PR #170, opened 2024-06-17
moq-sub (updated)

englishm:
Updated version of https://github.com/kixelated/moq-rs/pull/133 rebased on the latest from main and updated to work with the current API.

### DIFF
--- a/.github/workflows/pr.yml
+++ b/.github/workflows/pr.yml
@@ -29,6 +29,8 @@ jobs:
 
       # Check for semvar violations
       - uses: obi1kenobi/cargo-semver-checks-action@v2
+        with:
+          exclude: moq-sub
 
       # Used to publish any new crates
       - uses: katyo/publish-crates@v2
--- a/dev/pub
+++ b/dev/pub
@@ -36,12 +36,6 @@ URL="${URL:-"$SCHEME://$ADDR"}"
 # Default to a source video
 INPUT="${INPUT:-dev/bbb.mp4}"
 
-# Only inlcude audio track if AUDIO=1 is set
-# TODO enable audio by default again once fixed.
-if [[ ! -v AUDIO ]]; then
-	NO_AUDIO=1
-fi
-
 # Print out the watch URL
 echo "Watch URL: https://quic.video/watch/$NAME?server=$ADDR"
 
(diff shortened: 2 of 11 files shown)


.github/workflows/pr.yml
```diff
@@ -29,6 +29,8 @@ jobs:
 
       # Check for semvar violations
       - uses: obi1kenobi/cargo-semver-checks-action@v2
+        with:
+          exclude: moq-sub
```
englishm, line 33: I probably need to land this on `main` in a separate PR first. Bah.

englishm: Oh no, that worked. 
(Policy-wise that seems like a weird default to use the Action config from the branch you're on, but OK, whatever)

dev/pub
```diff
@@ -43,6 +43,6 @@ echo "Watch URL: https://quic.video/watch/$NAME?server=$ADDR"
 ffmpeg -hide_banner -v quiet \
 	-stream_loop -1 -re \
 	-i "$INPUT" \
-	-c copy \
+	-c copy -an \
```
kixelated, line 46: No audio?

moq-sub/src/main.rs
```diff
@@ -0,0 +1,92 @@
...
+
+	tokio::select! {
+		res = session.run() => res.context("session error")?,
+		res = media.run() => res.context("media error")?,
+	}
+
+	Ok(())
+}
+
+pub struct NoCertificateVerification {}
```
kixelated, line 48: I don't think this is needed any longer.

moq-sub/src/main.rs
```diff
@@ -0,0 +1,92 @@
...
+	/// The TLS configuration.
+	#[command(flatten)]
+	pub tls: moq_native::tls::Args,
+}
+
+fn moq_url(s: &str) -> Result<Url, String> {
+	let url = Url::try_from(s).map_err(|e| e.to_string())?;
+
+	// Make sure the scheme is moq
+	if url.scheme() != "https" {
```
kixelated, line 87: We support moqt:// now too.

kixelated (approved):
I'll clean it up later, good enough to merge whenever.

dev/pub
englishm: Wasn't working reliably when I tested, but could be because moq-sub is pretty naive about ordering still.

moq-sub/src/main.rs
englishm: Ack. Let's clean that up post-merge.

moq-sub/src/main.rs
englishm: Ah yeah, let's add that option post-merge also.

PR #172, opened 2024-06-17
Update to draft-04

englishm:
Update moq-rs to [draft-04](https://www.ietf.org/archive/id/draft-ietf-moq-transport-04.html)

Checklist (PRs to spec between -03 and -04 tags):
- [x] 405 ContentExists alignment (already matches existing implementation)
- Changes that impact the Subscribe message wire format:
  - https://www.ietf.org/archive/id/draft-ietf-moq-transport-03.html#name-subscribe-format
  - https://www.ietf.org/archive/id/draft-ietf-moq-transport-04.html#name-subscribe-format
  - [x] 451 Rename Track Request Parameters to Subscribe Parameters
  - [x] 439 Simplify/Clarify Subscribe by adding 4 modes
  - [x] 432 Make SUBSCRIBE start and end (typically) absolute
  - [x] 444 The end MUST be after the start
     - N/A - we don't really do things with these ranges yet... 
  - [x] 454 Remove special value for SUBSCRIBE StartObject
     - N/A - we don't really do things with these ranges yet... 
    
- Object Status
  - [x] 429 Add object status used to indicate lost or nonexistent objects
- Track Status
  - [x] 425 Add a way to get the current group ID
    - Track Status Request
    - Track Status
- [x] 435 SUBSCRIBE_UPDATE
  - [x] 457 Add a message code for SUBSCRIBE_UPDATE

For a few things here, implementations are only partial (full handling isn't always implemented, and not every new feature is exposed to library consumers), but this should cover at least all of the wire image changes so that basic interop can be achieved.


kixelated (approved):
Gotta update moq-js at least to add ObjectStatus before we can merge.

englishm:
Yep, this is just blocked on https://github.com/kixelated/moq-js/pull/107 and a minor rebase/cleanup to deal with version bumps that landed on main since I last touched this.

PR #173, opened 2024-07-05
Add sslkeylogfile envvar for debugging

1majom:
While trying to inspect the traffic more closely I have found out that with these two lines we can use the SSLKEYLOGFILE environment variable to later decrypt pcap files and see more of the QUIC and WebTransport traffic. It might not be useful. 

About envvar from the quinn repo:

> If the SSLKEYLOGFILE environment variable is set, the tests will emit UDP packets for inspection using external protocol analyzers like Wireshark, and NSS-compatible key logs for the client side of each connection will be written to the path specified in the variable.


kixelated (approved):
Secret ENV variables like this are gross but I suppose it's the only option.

------------------------

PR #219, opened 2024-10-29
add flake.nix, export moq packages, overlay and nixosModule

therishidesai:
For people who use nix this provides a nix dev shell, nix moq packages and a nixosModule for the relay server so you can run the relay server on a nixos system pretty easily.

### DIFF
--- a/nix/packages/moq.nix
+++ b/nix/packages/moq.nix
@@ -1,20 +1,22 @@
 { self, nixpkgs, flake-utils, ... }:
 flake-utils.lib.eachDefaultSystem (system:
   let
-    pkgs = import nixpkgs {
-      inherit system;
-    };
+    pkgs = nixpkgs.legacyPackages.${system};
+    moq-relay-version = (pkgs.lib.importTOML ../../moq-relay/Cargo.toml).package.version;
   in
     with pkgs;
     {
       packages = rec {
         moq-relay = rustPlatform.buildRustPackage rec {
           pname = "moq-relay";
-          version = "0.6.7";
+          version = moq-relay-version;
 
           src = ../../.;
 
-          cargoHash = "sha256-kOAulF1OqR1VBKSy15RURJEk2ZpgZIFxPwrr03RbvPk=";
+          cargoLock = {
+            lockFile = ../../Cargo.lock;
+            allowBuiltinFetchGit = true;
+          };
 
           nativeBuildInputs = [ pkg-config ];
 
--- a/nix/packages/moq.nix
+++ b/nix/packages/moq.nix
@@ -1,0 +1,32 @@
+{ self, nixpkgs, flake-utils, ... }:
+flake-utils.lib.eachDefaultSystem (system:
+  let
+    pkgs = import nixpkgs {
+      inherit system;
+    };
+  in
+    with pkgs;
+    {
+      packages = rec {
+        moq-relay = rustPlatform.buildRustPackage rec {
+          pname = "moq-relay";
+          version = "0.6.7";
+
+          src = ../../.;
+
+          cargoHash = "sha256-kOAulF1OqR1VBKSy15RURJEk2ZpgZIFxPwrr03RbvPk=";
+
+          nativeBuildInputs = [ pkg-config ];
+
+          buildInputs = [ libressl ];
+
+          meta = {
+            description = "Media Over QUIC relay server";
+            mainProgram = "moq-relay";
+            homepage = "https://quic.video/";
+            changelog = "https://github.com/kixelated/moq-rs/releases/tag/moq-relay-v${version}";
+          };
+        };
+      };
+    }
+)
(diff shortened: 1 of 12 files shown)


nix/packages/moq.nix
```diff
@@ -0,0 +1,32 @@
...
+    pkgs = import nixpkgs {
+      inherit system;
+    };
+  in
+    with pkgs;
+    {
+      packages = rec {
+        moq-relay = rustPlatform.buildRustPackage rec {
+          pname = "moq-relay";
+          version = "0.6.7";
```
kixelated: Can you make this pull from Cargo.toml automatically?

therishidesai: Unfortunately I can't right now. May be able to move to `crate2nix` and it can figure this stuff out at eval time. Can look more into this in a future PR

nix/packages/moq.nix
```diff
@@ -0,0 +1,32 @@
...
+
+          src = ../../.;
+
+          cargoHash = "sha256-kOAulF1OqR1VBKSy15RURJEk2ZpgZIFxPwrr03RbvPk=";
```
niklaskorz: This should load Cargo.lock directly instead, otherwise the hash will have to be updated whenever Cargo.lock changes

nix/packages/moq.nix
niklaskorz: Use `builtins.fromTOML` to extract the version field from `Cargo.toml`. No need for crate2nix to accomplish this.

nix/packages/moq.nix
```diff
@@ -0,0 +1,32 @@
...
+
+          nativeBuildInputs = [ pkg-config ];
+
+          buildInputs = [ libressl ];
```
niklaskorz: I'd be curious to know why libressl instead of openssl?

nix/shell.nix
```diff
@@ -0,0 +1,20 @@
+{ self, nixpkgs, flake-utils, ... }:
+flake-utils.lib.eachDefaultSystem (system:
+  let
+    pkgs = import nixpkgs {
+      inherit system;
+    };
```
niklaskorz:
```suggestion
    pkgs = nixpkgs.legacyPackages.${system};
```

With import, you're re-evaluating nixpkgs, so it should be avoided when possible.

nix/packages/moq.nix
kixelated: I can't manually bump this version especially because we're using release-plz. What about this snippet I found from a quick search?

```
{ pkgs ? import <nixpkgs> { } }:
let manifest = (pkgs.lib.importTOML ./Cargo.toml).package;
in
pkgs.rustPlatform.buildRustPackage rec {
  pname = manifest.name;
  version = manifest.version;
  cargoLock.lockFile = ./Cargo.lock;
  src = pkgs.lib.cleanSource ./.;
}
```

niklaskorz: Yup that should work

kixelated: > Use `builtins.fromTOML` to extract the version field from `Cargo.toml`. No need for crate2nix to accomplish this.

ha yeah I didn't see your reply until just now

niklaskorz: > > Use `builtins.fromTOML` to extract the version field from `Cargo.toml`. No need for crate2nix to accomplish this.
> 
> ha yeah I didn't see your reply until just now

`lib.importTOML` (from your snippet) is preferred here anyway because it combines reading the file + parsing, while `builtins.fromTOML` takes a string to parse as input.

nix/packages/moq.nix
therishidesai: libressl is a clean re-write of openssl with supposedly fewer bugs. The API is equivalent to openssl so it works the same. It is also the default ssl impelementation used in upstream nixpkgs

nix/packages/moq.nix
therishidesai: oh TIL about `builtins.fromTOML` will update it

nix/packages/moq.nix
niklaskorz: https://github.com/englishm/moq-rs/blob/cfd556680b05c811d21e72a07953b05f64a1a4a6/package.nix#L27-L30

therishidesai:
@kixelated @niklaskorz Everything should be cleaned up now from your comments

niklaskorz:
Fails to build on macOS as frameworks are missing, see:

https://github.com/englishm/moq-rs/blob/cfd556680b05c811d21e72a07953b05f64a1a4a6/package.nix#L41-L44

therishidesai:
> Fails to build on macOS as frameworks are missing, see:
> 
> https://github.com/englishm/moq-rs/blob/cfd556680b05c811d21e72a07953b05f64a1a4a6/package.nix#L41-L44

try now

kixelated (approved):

------------------------

◆ Task prompt
A single number is needed: the count of lines in the records that include "missing".

◆ Answer space
2